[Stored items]
PR #1269, opened 2022-05-19
fix(pagination): Remove space between pagination numbers in v4

hannahiss:
Also remove margin at start

Backport of #1120 to v4

### DIFF
--- a/scss/_pagination.scss
+++ b/scss/_pagination.scss
@@ -8,7 +8,6 @@
 
 .page-link {
   // Boosted mod
-  // position: relative;
   display: flex;
   justify-content: center;
   min-width: $pagination-item-size;
--- a/scss/_pagination.scss
+++ b/scss/_pagination.scss
@@ -207,10 +207,7 @@
       display: none;
     }
   }
-  // End mod
 
-
-  // Boosted mod
   &:nth-child(2):not(:last-child) .page-link {
     margin-left: $pagination-margin-x;
   }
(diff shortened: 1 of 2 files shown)


scss/_pagination.scss
```diff
@@ -209,6 +208,17 @@
     }
   }
   // End mod
+
+
+  // Boosted mod
```
louismaximepiton, line 213: Could be packed with the previous one IMO

scss/_variables.scss
```diff
@@ -932,6 +932,7 @@ $dropdown-header-padding:           $dropdown-padding-y !default; // Boosted mod
 // Pagination
 
 $pagination-margin-y:               $spacer !default;
+$pagination-margin-x:               .5rem !default; // Boosted mod
```
louismaximepiton, line 935: Should be `.625rem`

louismaximepiton (changes requested):
Focus state on the active one looks kind of weird to me

scss/_variables.scss
hannahiss: ah oui, j'ai gardé la même valeur sans vérifier sur le deisgn...

louismaximepiton (approved):
The selectors aren't the same in v4 and v5, does that impact anything ? 
However, LGTM

julien-deramond (approved):
LGTM! FYI made some minor changes in https://github.com/Orange-OpenSource/Orange-Boosted-Bootstrap/pull/1269/commits/6d12751b1f09ca9ffbc03a9b3b19e020b13e3fe2.

julien-deramond:
> The selectors aren't the same in v4 and v5, does that impact anything ? However, LGTM

Just to answer to your question @louismaximepiton. The structure is not exactly the same so no problem to have different selectors in v4 and v5 in this case.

[The task] An exact copy of all the entries above is what is needed.

[Reply to the exercise]
PR #1269, opened 2022-05-19
fix(pagination): Remove space between pagination numbers in v4

hannahiss:
Also remove margin at start

Backport of #1120 to v4

### DIFF
--- a/scss/_pagination.scss
+++ b/scss/_pagination.scss
@@ -8,7 +8,6 @@
 
 .page-link {
   // Boosted mod
-  // position: relative;
   display: flex;
   justify-content: center;
   min-width: $pagination-item-size;
--- a/scss/_pagination.scss
+++ b/scss/_pagination.scss
@@ -207,10 +207,7 @@
       display: none;
     }
   }
-  // End mod
 
-
-  // Boosted mod
   &:nth-child(2):not(:last-child) .page-link {
     margin-left: $pagination-margin-x;
   }
(diff shortened: 1 of 2 files shown)


scss/_pagination.scss
```diff
@@ -209,6 +208,17 @@
     }
   }
   // End mod
+
+
+  // Boosted mod
```
louismaximepiton, line 213: Could be packed with the previous one IMO

scss/_variables.scss
```diff
@@ -932,6 +932,7 @@ $dropdown-header-padding:           $dropdown-padding-y !default; // Boosted mod
 // Pagination
 
 $pagination-margin-y:               $spacer !default;
+$pagination-margin-x:               .5rem !default; // Boosted mod
```
louismaximepiton, line 935: Should be `.625rem`

louismaximepiton (changes requested):
Focus state on the active one looks kind of weird to me

scss/_variables.scss
hannahiss: ah oui, j'ai gardé la même valeur sans vérifier sur le deisgn...

louismaximepiton (approved):
The selectors aren't the same in v4 and v5, does that impact anything ? 
However, LGTM

julien-deramond (approved):
LGTM! FYI made some minor changes in https://github.com/Orange-OpenSource/Orange-Boosted-Bootstrap/pull/1269/commits/6d12751b1f09ca9ffbc03a9b3b19e020b13e3fe2.

julien-deramond:
> The selectors aren't the same in v4 and v5, does that impact anything ? However, LGTM

Just to answer to your question @louismaximepiton. The structure is not exactly the same so no problem to have different selectors in v4 and v5 in this case.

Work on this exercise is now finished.